Aim of the exercise: From the entries below, list each line with "above".

Data provided:

PR #40, opened 2015-04-25
PHPC-274: Fix zval_to_bson() encoding of BSON\Serializable objects

jmikola:
* https://jira.mongodb.org/browse/PHPC-274
 * https://jira.mongodb.org/browse/PHPC-275

----

Previously, only BSON\Persistable objects were handled.

### DIFF
--- a/src/bson.c
+++ b/src/bson.c
@@ -607,34 +607,43 @@ void object_to_bson(zval *object, php_phongo_bson_flags_t flags, const char *key
 
 	if (instanceof_function(Z_OBJCE_P(object), php_phongo_type_ce TSRMLS_CC)) {
 		if (instanceof_function(Z_OBJCE_P(object), php_phongo_serializable_ce TSRMLS_CC)) {
-			zval *retval = NULL;
+			zval *obj_data = NULL;
+			bson_t child;
+			HashTable *tmp_ht;
 
-			zend_call_method_with_0_params(&object, NULL, NULL, BSON_SERIALIZE_FUNC_NAME, &retval);
-			if (retval) {
-				bson_t      child;
-				HashTable  *tmp_ht;
+			zend_call_method_with_0_params(&object, NULL, NULL, BSON_SERIALIZE_FUNC_NAME, &obj_data);
 
-				convert_to_array_ex(&retval);
-				tmp_ht = HASH_OF(retval);
-
-				if (tmp_ht) {
-					tmp_ht->nApplyCount++;
-				}
-
-				bson_append_document_begin(bson, key, key_len, &child);
-				if (instanceof_function(Z_OBJCE_P(object), php_phongo_persistable_ce TSRMLS_CC)) {
-					if (flags & PHONGO_BSON_ADD_CHILD_ODS) {
-						bson_append_binary(&child, PHONGO_ODM_FIELD_NAME, -1, 0x80, (const uint8_t *)Z_OBJCE_P(object)->name, strlen(Z_OBJCE_P(object)->name));
-					}
-				}
-				zval_to_bson(retval, flags, &child, NULL TSRMLS_CC);
-				bson_append_document_end(bson, &child);
-
-				if (tmp_ht) {
-					tmp_ht->nApplyCount--;
-				}
-				zval_ptr_dtor(&retval);
+			if (!obj_data) {
+				/* zend_call_method() failed */
+				return;
 			}
+
+			if (Z_TYPE_P(obj_data) != IS_ARRAY) {
+				phongo_throw_exception(PHONGO_ERROR_RUNTIME TSRMLS_CC, "Expected %s() to return an array, %s given", BSON_SERIALIZE_FUNC_NAME, zend_get_type_by_const(Z_TYPE_P(obj_data)));
+				zval_ptr_dtor(&obj_data);
+
+				return;
+			}
+
+			tmp_ht = HASH_OF(obj_data);
+
+			if (tmp_ht) {
+				tmp_ht->nApplyCount++;
+			}
+
+			bson_append_document_begin(bson, key, key_len, &child);
+			if (instanceof_function(Z_OBJCE_P(object), php_phongo_persistable_ce TSRMLS_CC)) {
+				if (flags & PHONGO_BSON_ADD_CHILD_ODS) {
+					bson_append_binary(&child, PHONGO_ODM_FIELD_NAME, -1, 0x80, (const uint8_t *)Z_OBJCE_P(object)->name, strlen(Z_OBJCE_P(object)->name));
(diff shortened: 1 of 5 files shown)


bjori:
It is really difficult to understand the effect of this change in the modified test case.
Can you create a test case that currently fails, and this patch fixes, for clarity?

src/bson.c
```diff
@@ -607,34 +607,43 @@ void object_to_bson(zval *object, php_phongo_bson_flags_t flags, const char *key
...
 
-				bson_append_document_begin(bson, key, key_len, &child);
-				if (instanceof_function(Z_OBJCE_P(object), php_phongo_persistable_ce TSRMLS_CC)) {
-					if (flags & PHONGO_BSON_ADD_CHILD_ODS) {
-						bson_append_binary(&child, PHONGO_ODM_FIELD_NAME, -1, 0x80, (const uint8_t *)Z_OBJCE_P(object)->name, strlen(Z_OBJCE_P(object)->name));
-					}
-				}
-				zval_to_bson(retval, flags, &child, NULL TSRMLS_CC);
-				bson_append_document_end(bson, &child);
+				return;
```
jmikola: For PHPC-275: this conditional and the preceding `(!obj_data)` conditional (when `zend_call_method()` fails) above are the relevant changes for the `bson-encode_error-002.phpt` test case.

src/bson.c
```diff
@@ -763,23 +772,30 @@ PHONGO_API void zval_to_bson(zval *data, php_phongo_bson_flags_t flags, bson_t *
 
 	switch(Z_TYPE_P(data)) {
 		case IS_OBJECT:
-			if (instanceof_function(Z_OBJCE_P(data), php_phongo_persistable_ce TSRMLS_CC)) {
+			if (instanceof_function(Z_OBJCE_P(data), php_phongo_serializable_ce TSRMLS_CC)) {
```
jmikola: For PHPC-274: this swap of `php_phongo_persistable_ce` to `php_phongo_serializable_ce` is the relevant change for satisfying the non-embedded test cases in `bson-encode-002.phpt` (the embedded test cases already passed before this).

src/bson.c
```diff
@@ -763,23 +772,30 @@ PHONGO_API void zval_to_bson(zval *data, php_phongo_bson_flags_t flags, bson_t *
...
+					phongo_throw_exception(PHONGO_ERROR_RUNTIME TSRMLS_CC, "Expected %s() to return an array, %s given", BSON_SERIALIZE_FUNC_NAME, zend_get_type_by_const(Z_TYPE_P(obj_data)));
+					zval_ptr_dtor(&obj_data);
 
-					break;
+					return;
 				}
+
+				ht_data = HASH_OF(obj_data);
+
+				if (instanceof_function(Z_OBJCE_P(data), php_phongo_persistable_ce TSRMLS_CC)) {
```
jmikola: For PHPC-274: since we swapped the `instanceof` check above, we still want to respect the `PHONGO_BSON_ADD_ODS` flag, so this conditional has been added.

jmikola:
The attached `bug0274.phpt` test is an isolated regression test (extracted from `bson-encode-002.phpt`).

src/bson.c
```diff
@@ -607,34 +607,43 @@ void object_to_bson(zval *object, php_phongo_bson_flags_t flags, const char *key
...
+			if (!obj_data) {
+				/* zend_call_method() failed */
+				return;
+			}
 
-				if (tmp_ht) {
-					tmp_ht->nApplyCount++;
-				}
+			if (Z_TYPE_P(obj_data) != IS_ARRAY) {
+				phongo_throw_exception(PHONGO_ERROR_RUNTIME TSRMLS_CC, "Expected %s() to return an array, %s given", BSON_SERIALIZE_FUNC_NAME, zend_get_type_by_const(Z_TYPE_P(obj_data)));
```
jmikola: This should be an UnexpectedValueException.

bjori: Change this to UnexpectedValueException please

src/bson.c
```diff
@@ -763,23 +772,30 @@ PHONGO_API void zval_to_bson(zval *data, php_phongo_bson_flags_t flags, bson_t *
...
-				zend_call_method_with_0_params(&data, NULL, NULL, BSON_SERIALIZE_FUNC_NAME, &obj_data);
-				if(obj_data) {
-					if (Z_TYPE_P(obj_data) == IS_ARRAY) {
-						ht_data = HASH_OF(obj_data);
-					} else {
-						phongo_throw_exception(PHONGO_ERROR_RUNTIME TSRMLS_CC, "%s", "Return value expected to be array");
-						zval_ptr_dtor(&obj_data);
-					}
+				if (Z_TYPE_P(obj_data) != IS_ARRAY) {
+					phongo_throw_exception(PHONGO_ERROR_RUNTIME TSRMLS_CC, "Expected %s() to return an array, %s given", BSON_SERIALIZE_FUNC_NAME, zend_get_type_by_const(Z_TYPE_P(obj_data)));
```
jmikola: This should also be an UnexpectedValueException.

src/bson.c
```diff
@@ -763,23 +772,30 @@ PHONGO_API void zval_to_bson(zval *data, php_phongo_bson_flags_t flags, bson_t *
...
 		case IS_OBJECT:
-			if (instanceof_function(Z_OBJCE_P(data), php_phongo_persistable_ce TSRMLS_CC)) {
+			if (instanceof_function(Z_OBJCE_P(data), php_phongo_serializable_ce TSRMLS_CC)) {
+				zend_call_method_with_0_params(&data, NULL, NULL, BSON_SERIALIZE_FUNC_NAME, &obj_data);
 
-				if (flags & PHONGO_BSON_ADD_ODS) {
-					bson_append_binary(bson, PHONGO_ODM_FIELD_NAME, -1, 0x80, (const uint8_t *)Z_OBJCE_P(data)->name, strlen(Z_OBJCE_P(data)->name));
+				if (!obj_data) {
+					/* zend_call_method() failed */
+					return;
```
jmikola: Instead of returning here and after an exception below, we should break and then change the `if (ht_data && ht_data->nApplyCount > 1)` conditional later to also return if `ht_data` is `NULL`. Additionally, ensure we initialize `ht_data` to `NULL` at the top of this function.

bjori:
lgtm

src/bson.c
jmikola: https://github.com/10gen-labs/mongo-php-driver-prototype/pull/43

src/bson.c
jmikola: https://github.com/10gen-labs/mongo-php-driver-prototype/pull/43

PR #41, opened 2015-04-30
PHPC-278: nModified may be null for legacy writes

jmikola:
https://jira.mongodb.org/browse/PHPC-278

----

A test isn't included in the PR because we don't presently have 2.4 in the build matrix (see: [PHPC-279](https://jira.mongodb.org/browse/PHPC-279)).


bjori:
lgtm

Result below:
jmikola: For PHPC-275: this conditional and the preceding `(!obj_data)` conditional (when `zend_call_method()` fails) above are the relevant changes for the `bson-encode_error-002.phpt` test case.
jmikola: For PHPC-274: since we swapped the `instanceof` check above, we still want to respect the `PHONGO_BSON_ADD_ODS` flag, so this conditional has been added.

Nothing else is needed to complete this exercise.